Configuring Liberty for Single Sign-on with Google

This article shows how to configure Liberty as an OIDC relying party to work with Google OpenID Connect provider. With this configuration, Liberty profile delegates user authentication to the Google OpenID Connect provider, and the application user is authenticated with their Google account. For more information, see our developerWorks article.

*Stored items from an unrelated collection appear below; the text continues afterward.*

PR #4563, opened 2025-08-12
After cleaning some repos from core, also clean dependencies

f-necas:
Cleans maven dependencies to use only necessary. 

Runtime tested console and security proxy. Seems to work fine

### DIFF
--- a/.github/workflows/console.yml
+++ b/.github/workflows/console.yml
@@ -15,6 +15,7 @@ on:
       - "commons/**"
       - "ldap-account-management/**"
       - "console/**"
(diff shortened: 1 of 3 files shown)


landryb:
out of curiosity, what rule/tool was used to drop those ?

f-necas:
Remove all dependencies, check which ones maven was arguing at. Readd them

landryb:
> Remove all dependencies, check which ones maven was arguing at. Readd them

hah, human intervention, i like that :)

landryb (approved):

PR #4616, opened 2025-12-18
feat: allow colon in roles for ldap and console

f-necas:
Required for PR in geonetwork https://github.com/georchestra/geonetwork/pull/350


pmauduit (approved):
I fear that some in the georchestra community would have been making use of ":" in their role names, but I think it'd deserve a mention in the doc somewhere. Maybe we don't even have something in the doc mentioning illegal characters in roles names ?

PR #4645, opened 2026-04-01
feat: allow to compile with 21 but use 17 runtime

f-necas:


landryb (approved):
we'll know shortly how it works on the demo :)

PR #4653, opened 2026-04-03
Clean POMs : use logback, remove RPM and rm docker datadir checkout

### LINKED ISSUE #2465: docker images - revisit the need to ship the datadir in images
When using the docker maven profile, a fraction of the datadir corresponding to the current webapp is copied to /etc/georchestra

This is a pain to maintain, and we never use the config that is shipped inside the image, since we usually bootstrap a full datadir from georchestra/datadir.

As a result I would be +1 on having images that do not ship the config datadir.

f-necas:
This PR does three things:

- Use logback instead of log4j and adapt loading of file in datadir. (embedded in pom with spring parent)
- Remove RPM package which was an old test.
- Remove checkout of datadir from docker-master bracnh in docker context only.


landryb:
shouldnt there be a PR for the datadir repo, providing a default sane `console/logback.xml` ?

f-necas:
> shouldnt there be a PR for the datadir repo, providing a default sane `console/logback.xml` ?

Indeed https://github.com/georchestra/datadir/pull/492 ! Thanks @landryb

commons/src/main/java/org/georchestra/commons/configuration/GeorchestraConfiguration.java
```diff
@@ -66,16 +72,19 @@ public GeorchestraConfiguration(String context) {
...
-            File log4jXml = new File(contextDataDir, "log4j" + File.separator + "log4j.xml");
-            String log4jConfigurationFile = null;
-            if (log4jProperties.exists()) {
-                log4jConfigurationFile = log4jProperties.getAbsolutePath();
-                PropertyConfigurator.configure(log4jConfigurationFile);
-            } else if (log4jXml.exists()) {
-                log4jConfigurationFile = log4jXml.getAbsolutePath();
-                DOMConfigurator.configure(log4jConfigurationFile);
+            // logback configuration
+            File logbackXml = new File(contextDataDir, "logback" + File.separator + "logback.xml");
```
pmauduit: something more "modern"-Java comes to my mind:
```
jshell> java.nio.file.Paths.get("/etc/georchestra/or/whatever", "gateway", "logback", "logback.xml").toFile()
$3 ==> /etc/georchestra/or/whatever/gateway/logback/logback.xml
```

pmauduit (approved):
Just a remark on the logback configuration file which can be calculated using the java.nio api instead of concatenating strings, but apart from that, looks good

PR #4673, opened 2026-06-01
fix: rework LDAP startup logic

pmauduit:
The `/var/run/slapd` directory is not provided by the package, I am not sure it was the case before, but we have to ensure the directory exists before trying to launch slapd. moving the mkdir -p/chown logic into the early beginning of the 00-init script, and executing regardless of whether the LDAP has already been initialized or not.

Tests: directly onto a test infra (with an existing setup), and running the docker image by hand locally to make sure the bootstrap process has not been broken by the change.


f-necas (approved):
Not tested but LGTM

PR #115, opened 2016-07-09
Implement make_copy() for BulletRigidBodyNode

Moguri:
This appears to be the last piece needed to load BulletRigidBodyNodes
from BAM files.

### DIFF
--- a/panda/src/bullet/bulletRigidBodyNode.cxx
+++ b/panda/src/bullet/bulletRigidBodyNode.cxx
@@ -47,6 +47,28 @@ BulletRigidBodyNode(const char *name) : BulletBodyNode(name) {
 }
 
 /**
+ * Do not call the copy constructor directly; instead, use make_copy() or
+ * copy_subgraph() to make a copy of a node.
+ */
+BulletRigidBodyNode::
+BulletRigidBodyNode(const BulletRigidBodyNode &copy) :
+  BulletBodyNode(copy)
+{
+  _motion = new MotionState(*copy._motion);
+  _rigid = new btRigidBody(*copy._rigid);
+}
+
+/**
+ * Returns a newly-allocated PandaNode that is a shallow copy of this one.  It
+ * will be a different pointer, but its internal data may or may not be shared
+ * with that of the original PandaNode.  No children will be copied.
+ */
+PandaNode *BulletRigidBodyNode::
+make_copy() const {
+  return new BulletRigidBodyNode(*this);
+}
+
+/**
  *
  */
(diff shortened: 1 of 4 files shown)


Moguri:
Adding a BAM file and Python script to test the changes.

[bulletbamtest.zip](https://github.com/panda3d/panda3d/files/355662/bulletbamtest.zip)

rdb:
This does not seem like the right solution.  These copy constructors do a shallow copy of the Bullet pointers, which means that you end up with two BulletRigidBodyNode objects that manipulate the same underlying Bullet rigid body.

Worse yet, the _shape pointer is shared between BulletBodyNode instances, but since it is not reference counted, as soon as one of the copies is destroyed, the other will have a shape pointer that points to deleted memory.

Moguri:
I have updated the bulletbam branch with your suggestions.

panda/src/bullet/bulletRigidBodyNode.cxx
```diff
@@ -47,6 +47,28 @@ BulletRigidBodyNode(const char *name) : BulletBodyNode(name) {
...
 /**
+ * Do not call the copy constructor directly; instead, use make_copy() or
+ * copy_subgraph() to make a copy of a node.
+ */
+BulletRigidBodyNode::
+BulletRigidBodyNode(const BulletRigidBodyNode &copy) :
+  BulletBodyNode(copy)
+{
+  _motion = new MotionState(*copy._motion);
+  _rigid = new btRigidBody(*copy._rigid);
```
rdb: You need to call `setUserPointer` on `_rigid` since it otherwise still points to the first object.

panda/src/bullet/bulletRigidBodyNode.cxx
```diff
@@ -47,6 +47,28 @@ BulletRigidBodyNode(const char *name) : BulletBodyNode(name) {
...
 
 /**
+ * Do not call the copy constructor directly; instead, use make_copy() or
+ * copy_subgraph() to make a copy of a node.
+ */
+BulletRigidBodyNode::
+BulletRigidBodyNode(const BulletRigidBodyNode &copy) :
+  BulletBodyNode(copy)
+{
+  _motion = new MotionState(*copy._motion);
```
rdb: Since the rigid body is initialised with the motion state, you need to call setMotionState to initialise it with the new motion state.

rdb:
In an effort to move things along I've made the requested modifications myself and committed it as 81dd4d97ad7dfc622e3a8e7e33f22a9bcaa2a182.

Thanks!

PR #116, opened 2016-07-13
Fixed exploits with unexpected data, which causes the ServerRepositor…

SkippsDev:
…y to crash.

### DIFF
--- a/direct/src/distributed/ServerRepository.py
+++ b/direct/src/distributed/ServerRepository.py
@@ -358,8 +358,10 @@ class ServerRepository:
             #datagram.dumpHex(ostream)
 
         dgi = DatagramIterator(datagram)
-
         type = dgi.getUint16()
+        
+        if dgi.getRemainingSize() == 0 and type != CLIENT_DISCONNECT_CMU:
+            return
 
         if type == CLIENT_DISCONNECT_CMU:
             self.handleClientDisconnect(client)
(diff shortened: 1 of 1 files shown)


direct/src/distributed/ServerRepository.py
```diff
@@ -372,20 +374,33 @@ def handleDatagram(self, datagram):
...
+        del self.clientsByDoIdBase[client.doIdBase]
+        self.qcr.removeConnection(connection)
 
     def handleClientCreateObject(self, datagram, dgi):
         """ client wants to create an object, so we store appropriate
         data, and then pass message along to corresponding zones """
 
         connection = datagram.getConnection()
+        
+        if dgi.getRemainingSize() < 3:
```
loblao: Still exploitable. Since `getUint32` reads 4 bytes and `getUint16` reads 2, you need 10 bytes.

loblao:
There's a major issue in SR: it doesn't inspect client updates (`dg.appendData(dgi.getRemainingBytes())`) so those bytes are sent to the clients and could be manipulated to crash them.

direct/src/distributed/ServerRepository.py
SkippsDev: Oh yeah, idek why i didn't see that... ugh....

rdb:
Closing due to inactivity despite outstanding issues.

I feel that addressing this kind of issue requires a more thorough approach to handling out-of-bounds datagram reads.  Hardcoding expected byte lengths is a rather fragile approach.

  1. Create a Liberty profile server, and name it googleRP. Find the server.xml file at <liberty_root>/usr/servers/googleRP/server.xml, open it in an editor, and make the following changes:
    1. Add the required features:
          <featureManager>       
              <feature>ssl-1.0</feature>
              <feature>jsp-2.2</feature>
              <feature>servlet-3.0</feature>
              <feature>appSecurity-2.0</feature>
              <feature>openidConnectClient-1.0</feature>
          </featureManager>
         
    2. Create the SSL keystore. It will be used as the keyStore for SSL connection between the browser and the Liberty server, and as the truststore for Liberty server to make an SSL connection to Google:
          <keyStore id="defaultKeyStore" password="keyspass" />
       

      The default keystore file is located at <liberty_root>/usr/servers/googleRP/resources/security/key.jks. In addition to storing the Liberty server certificate, you will import Google’s SSL certificate for https://www.googleapis.com/oauth2/v3/token into this key store in the next step.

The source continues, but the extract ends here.